本就行动不便,这一跪可以说是摔下去的,地板“砰”地一声响。
季言玉见徒弟对他如此畏惧,心中叹息,看来扭转徒弟对他的印象不是一朝一夕的事情,说道:“别跪了,过来坐,和我说说你脸上的伤是怎么回事?”
他有心去扶,但前几次扶都隐隐感觉到了徒弟对他的排斥,也就不去讨嫌了。
林景行拖着伤痕累累的身体落座后说道:“不敢隐瞒师尊,弟子脸上的伤是和玉衡峰的师兄弟打架打的。”说完,他又跪下了,说道:“请师尊责罚。”
季言玉扶额:“……你先起来。”
林景行十分诧异地看了季言玉一眼,扶着一旁的椅子吃力地站了起来。以往他被人欺凌,身上负伤被季言玉看见了,不问缘由就是一通毒打,训斥他丢了颜面,骂他是废物,说他是惹事精,罚他跪雪地,没有半点要为他出头的意思。
说是自己磕着碰着摔倒弄出来的伤,得来的也是无情的嘲笑和痛入骨髓的鞭打。
季言玉问道:“为什么打架?”
林景行低着头,添油加醋地说道:“弟子去饭堂吃饭时,听到玉衡峰的师兄说……说师尊您上玉衡峰闹事,被苏峰主打得屁滚尿流,还说了一些不堪入目的话。
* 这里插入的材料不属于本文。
PR #380, opened 2025-12-30
perf: remove unnecessary clones from multitopic producer

mattsre:
Small improvement to `send_non_blocking()` on multi-topic producers to use the entry API. Removes the need to clone the topic name and get the producer after inserting it. Additional removal of an unnecessary clone on the `connect()` method

### DIFF
--- a/src/producer.rs
+++ b/src/producer.rs
@@ -1,6 +1,6 @@
 //! Message publication
 use std::{
-    collections::{BTreeMap, HashMap, VecDeque},
+    collections::{btree_map::Entry, BTreeMap, HashMap, VecDeque},
     io::Write,
     pin::Pin,
     sync::{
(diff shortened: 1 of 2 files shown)


src/producer.rs
```diff
@@ -245,20 +245,22 @@ impl<Exe: Executor> MultiTopicProducer<Exe> {
...
-                .with_options(self.options.clone());
-            if let Some(name) = &self.name {
-                builder = builder.with_name(name.clone());
+        let producer = match self.producers.entry(topic) {
+            Entry::Vacant(entry) => {
+                let mut builder = self
+                    .client
+                    .producer()
+                    .with_topic(entry.key())
+                    .with_options(self.options.clone());
```
mattsre, line 254: The multi-topic producer should probably share options with the inner producers to remove this clone. Would you be open to me referencing the the producer options from the multi-topic producer instead of cloning for each topic in the multi-producer? I'd need to explore how to do that without changing the single-topic producer too much

BewareMyPower: IMO, the core optimization of this PR is reduce two queries on a tree map (`contains_key` and `get_mut`) to one (`entry`) on the hot path `send_non_blocking`. But the case when the producer is absent should not be frequent, cloning the options is acceptable.

BewareMyPower: And yes, sharing the same options makes sense.

BewareMyPower (approved):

弟子气不过,上前与他们理论,让他们对您放尊重一点,他们就出手打人……”
事实并非如此,那些人只是讨论季言玉和苏峰主切磋的事情,言语上并没有对季言玉有丝毫不敬。
他也没有上前理论,只是安静地啃自己的馒头,没有惹任何人。
或许他啃馒头对他们来说就是冒犯,以往只是对他施加拳脚,这回直接打断了他一条腿,还放言说他就是向季峰主告状也没用,别说季峰主向来不会管这事,就是管了他们也可以说成是正常切磋,受点伤在所难免。
毕竟有季言玉和苏峰主切磋落败受伤的先例。